The latest Japanese teahouse to open in Manhattan provides a lesson in ancient matcha rituals.
The sensory experience begins with the smell of incense inside Sōrate’s new outpost in the Flatiron District.
After that, a tea master prepares and serves the brew, with guests quietly taking in a “meditative ritual to enjoy the visuals and sounds,” said founder Silvia Mella.
“You want to hear the water that is boiling and the whisk stirring the matcha with hot water in the ceramic bowl,” she added.
Then there is time to sip, savor, socialize and ask as many questions as you want.
The goal is to make customers in the city that never sleeps feel a sense of meditative stillness, according to Mella, whose shop recently opened in spite of an international matcha shortage and US tariffs on Japan.
“Every movement and moment has a meaning, so [guests] should pay attention to all the details that go into preparing a single serving of matcha,” she said.
Sōrate grew out of an online matcha subscription service Mella launched in 2020.
Nicola Zanatta, who worked for Möet Hennessy for 15 years, joined as a partner in 2023 to launch the duo’s first brick-and-mortar store in Soho, at 103 Sullivan St.
The new outpost, at 30 E. 18th St., is a sleek 600-square-foot space featuring dark walls and elegant wood inside.
Participating in a tea ceremony costs $120. Tea tastings are $60 in Flatiron, where they come with snacks, or $90 with light bites in Soho.

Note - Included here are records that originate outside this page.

PR #95, opened 2021-05-24
added solution to steam practice

mtv1301:


src/main/java/practice/StreamPractice.java
```diff
@@ -14,7 +28,15 @@
...
      */
     public int findMinEvenNumber(List<String> numbers) {
-        return 0;
+        try {
+            return Stream.of(numbers)
+                    .flatMap(Collection::stream)
+                    .flatMap(str -> Arrays.stream(str.split(",")))
+                    .filter(num -> Integer.parseInt(num) % 2 == 0)
+                    .mapToInt(Integer::parseInt).sorted().findFirst().getAsInt();
+        } catch (RuntimeException e) {
```
boroda4436, line 37: please try to use `orElseThrow`

src/main/java/practice/StreamPractice.java
```diff
@@ -23,9 +45,12 @@ public int findMinEvenNumber(List<String> numbers) {
      * But before that subtract 1 from each element on an odd position (having the odd index).
      */
     public Double getOddNumsAverage(List<Integer> numbers) {
-        return 0D;
+        OptionalDouble average = IntStream.range(0, numbers.size())
+                .map(i -> i % 2 != 0 ? numbers.get(i) - 1 : numbers.get(i))
+                .peek(System.out::println)
+                .filter(num -> num % 2 != 0).average();
+        return average.getAsDouble();
```
boroda4436, line 52: Feel free to return the result directly without instantiating the new variable.

src/main/java/practice/StreamPractice.java
```diff
@@ -75,6 +110,17 @@ public Double getOddNumsAverage(List<Integer> numbers) {
      * parametrized with Candidate in CandidateValidator.
      */
     public List<String> validateCandidates(List<Candidate> candidates) {
-        return Collections.emptyList();
+        candidates.forEach(candidate -> {
+            String[] split = candidate.getPeriodsInUkr().split("-");
+            candidate.setPeriodsInUkr(String.valueOf(Integer.parseInt(split[1]) - Integer.parseInt(split[0])));
+        });
+        return candidates.stream()
```
boroda4436, line 117: Here you should use your class CandidateValidator

src/main/java/practice/StreamPractice.java
```diff
@@ -75,6 +110,17 @@ public Double getOddNumsAverage(List<Integer> numbers) {
      * parametrized with Candidate in CandidateValidator.
      */
     public List<String> validateCandidates(List<Candidate> candidates) {
-        return Collections.emptyList();
+        candidates.forEach(candidate -> {
```
boroda4436, line 113: It should be enough to use only one stream and do not use this foreach here

boroda4436 (changes requested):

PR #102, opened 2021-06-28
Hw stream by skvortsov

Dhakmar:


aaananas (approved):

src/main/java/practice/StreamPractice.java
```diff
@@ -1,80 +1,74 @@
...
 public class StreamPractice {
-    /**
-     * Given list of strings where each element contains 1+ numbers:
-     * input = {"5,30,100", "0,22,7", ...}
-     * return min integer value. One more thing - we're interested in even numbers.
-     * If there is no needed data throw RuntimeException with message
-     * "Can't get min value from list: < Here is our input 'numbers' >"
-     */
+    private static final String NUMBER_SEPARATOR = ",";
+    private static final int DECREMENT = 1;
```
Sofasmile, line 15: it's optional to create constant for 1

src/main/java/practice/StreamPractice.java
```diff
@@ -1,80 +1,74 @@
...
+    private static final CandidateValidator CANDIDATE_VALIDATOR = new CandidateValidator();
```
Sofasmile, line 16: let's remember about abstraction) And better move this filed to the method where we use it
```suggestion
    private Predicate<Candidate> candidateValidator = new CandidateValidator();
```

src/main/java/practice/StreamPractice.java
```diff
@@ -1,80 +1,74 @@
...
+
     public int findMinEvenNumber(List<String> numbers) {
-        return 0;
+        return numbers.stream()
+                .flatMap(string -> Arrays.stream(string.split(NUMBER_SEPARATOR)))
+                .mapToInt(Integer::parseInt)
+                .filter(integer -> integer % 2 == 0)
+                .min()
+                .orElseThrow(() -> new RuntimeException("Can't get min value from list:"
```
Sofasmile, line 24:
```suggestion
                .orElseThrow(() -> new RuntimeException("Can't get min value from list:" + numbers
```

src/main/java/practice/StreamPractice.java
```diff
@@ -1,80 +1,74 @@
...
-     * return the average of all odd numbers from the list or throw NoSuchElementException.
-     * But before that subtract 1 from each element on an odd position (having the odd index).
-     */
     public Double getOddNumsAverage(List<Integer> numbers) {
-        return 0D;
+        return IntStream.range(0, numbers.size())
+                .map(index -> index % 2 != 0 ? numbers.get(index) - DECREMENT : numbers.get(index))
+                .filter(number -> number % 2 != 0)
+                .average()
+                .orElseThrow(NoSuchElementException::new);
```
Sofasmile, line 33: it's optional to pass `NoSuchElementException` in the constructor of the method `orElseThrow`. It will be thrown by default

Sofasmile (changes requested):
great)

Sofasmile (approved):

PR #125, opened 2021-08-13
Solution TASK "stream practise"

Chupiak:


RomanDubovskyi (approved):
all good, I like it 👍

PR #1063, opened 2024-03-27
Used stream for methods

YuliiaNisha:


src/main/java/practice/StreamPractice.java
```diff
@@ -14,7 +20,14 @@ public class StreamPractice {
      * "Can't get min value from list: < Here is our input 'numbers' >"
      */
     public int findMinEvenNumber(List<String> numbers) {
-        return 0;
+        return numbers.stream()
+                .flatMap(l -> Arrays.stream(l.split(",")))
```
kozhukhovsky, line 24: It’s better to give names that aren’t just one letter, even on streams

kozhukhovsky (approved):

“The tea ceremony symbolizes harmony, respect, purity and tranquility — in a simple bowl of tea,” said tea master Keiko Kitazawa, citing the four principles that are known in Japanese as “wa,” “kei,” “sei” and “jaku.”
“People are so busy, but when they come to the tea ceremony, they can have their moment to relax and enjoy,” said Kitazawa, who was sporting a colorful kimono.
To go with the tea, the shop offers small, sweet Japanese treats known as wagashi. They include seasonal chestnut and pumpkin flavors made with sweet bean paste to counter matcha’s slightly bitter taste.
Matcha, a finely powdered green tea that is stirred with a bamboo whisk and hot water until smooth and frothy, is offered hot or iced.
The shop will add milk upon request — no judgement, though the vibrant green drink served for thousands of years in Japan and China is meant to be served in its purest form, said Mella, who previously worked in fashion advertising and marketing.
Japan now exports more than half its matcha. Retail sales of it grew 86% over the past three years, according to research firm NIQ.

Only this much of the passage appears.